Doug Redl

No. 67
- Position: Offensive lineman

Personal information
- Born: September 3, 1956 (age 69) Saskatoon, Saskatchewan, Canada
- Listed height: 6 ft 4 in (1.93 m)
- Listed weight: 242 lb (110 kg)

Career information
- High school: Evan Hardy Collegiate
- University: Saskatchewan
- CFL draft: 1978

Career history

Playing
- 1978–1979: Toronto Argonauts
- 1980, 1982: Hamilton Tiger-Cats

Coaching
- 1984: Saskatchewan Huskies

= Doug Redl =

Canadian football player (born 1956)

Doug Redl (born September 3, 1956) is a Canadian former professional football offensive lineman who played four seasons in the Canadian Football League (CFL) with the Toronto Argonauts and Hamilton Tiger-Cats. He was drafted by the Saskatchewan Roughriders as a territorial exemption in the 1978 CFL draft.
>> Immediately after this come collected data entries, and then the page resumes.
PR #751, opened 2022-01-14
GRW-686/Feature/phone checkout no

dendoesit:
## What?

Added phone number input field for NO checkout flow.

## Why?

We want it so we can call customers and ask them why they didn't finish the sign up process.

Ticket(s): [GRW-686](https://hedvig.atlassian.net/browse/GRW-686)

Image: 
image

Ended up starting with a new branch in order to make the spinner in the button dissapear. This is the same ticket with all the implemented comments. 

Review app : 

https://web-onboardi-feature-ph-3l97p6.herokuapp.com/no-en/new-member/debugger


src/client/pages/OfferNew/Checkout/UserDetailsForm.tsx
```diff
@@ -149,6 +159,26 @@ export const UserDetailsForm: React.FC<Props> = ({
...
+    }
+    reallySetPhone(phoneNumber)
+    setPhoneChangeTimeout(
+      window.setTimeout(() => {
+        if (phoneValidation.isValidSync(phoneNumber)) {
+          onPhoneChange(phoneNumber)
+          setHasPhoneError(false)
+        } else {
+          setHasPhoneError(true)
+        }
```
guilhermespopolin, line 177:
```suggestion
       // This could be lift up to avoid being created every time
       // You already has access to a regex to validate phone number inside `locale` object
       const phoneValidator = yup.string().matches(locale.phoneNumber.formatRegex)
       const trimmedNumber = phoneNumber.replace(/\s/g,'')
       const isPhoneValid = phoneValidator(trimmedNumber)
       
        if (isPhoneValid) {
          onPhoneChange(phoneNumber)
          setHasPhoneError(false)
        } else {
          setHasPhoneError(true)
        }
```

Additionally, if you end up using mentioned phone regex (`locale.phoneNumber.formatRegex`), you might want to update the placeholder since it doesn't seen to be compliance with it.

I understand that, as the result of QuoteCart API migration, this will be replaced but my concern is to get a simpler version out that's so simple that might not help us at all: i.e If we want to call users to understand why they didn't connect a payment but we don't try to make sure provided number is valid, we might end up with a bunch a numbers that will lead us to nowhere.

guilhermespopolin (commented):
👍🏻 Just added a couple of comments

dendoesit:
@styrelius it seems the BundleQuote varianta has changed and phoneNumber has dissappeared. The button has a check for offerData.person.phoneNumber. 😢

dendoesit:
@styrelius I forgot to update the graphql schema in this branch as well 😢 . should be fine now. 
@guilhermespopolin added the new placeholder and validation 👍

src/client/pages/OfferNew/types.ts
```diff
@@ -35,6 +35,7 @@ export type OfferPersonInfo = Pick<
 > & {
   householdSize: number
   address: Address | null
+  phoneNumber?: string | null
```
guilhermespopolin, line 38: We can pick `phoneNumber` from `BundledQuote`:

```
export type OfferPersonInfo = Pick<
  BundledQuote,
  'firstName' | 'lastName' | 'email' | 'ssn' | 'birthDate' | 'phoneNumber'
> & {
  householdSize: number
  address: Address | null
}
```

guilhermespopolin (approved):
It seems we're having issues with `editQuote` mutation which I don't think it's related with these code changes but I'd double check that. Also, just added small suggestion. Despite of that, code seems fine. Good job :)

styrelius (commented):
No something's wrong with the `editQuote` mutation in back-end so impossible to test this properly 🙃 But one thing I was thinking about is that this error message is not really right when the phone number just doesn't match the regex (i.e. being to long or having a "1" after "+47")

He played CIS football at the University of Saskatchewan. He is the older brother of fellow CFL player Scott Redl.

==Early life==
Redl attended Evan Hardy Collegiate in Saskatoon, Saskatchewan.

==College career==
Redl played for the Saskatchewan Huskies from 1974 to 1977. He named to the Canada West conference all-star team at offensive guard in 1976 and 1977. He also earned CIAU All-Canadian honours both years. Redl was named to the Canadian team for the Can-Am Bowl in Tampa, Florida, featuring college all-stars from Canada and the U.S, in 1977.

==Professional career==
Redl was selected by the Saskatchewan Roughriders as a territorial exemption in the 1978 CFL draft. He played for the Toronto Argonauts from 1978 to 1979. He played for the Hamilton Tiger-Cats in 1980 and 1982. His career ended due to a leg injury.

==Coaching career==
Redl was an assistant coach for the Saskatchewan Huskies in 1984.

==Personal life==
Redl is the older brother of fellow CFL player Scott Redl.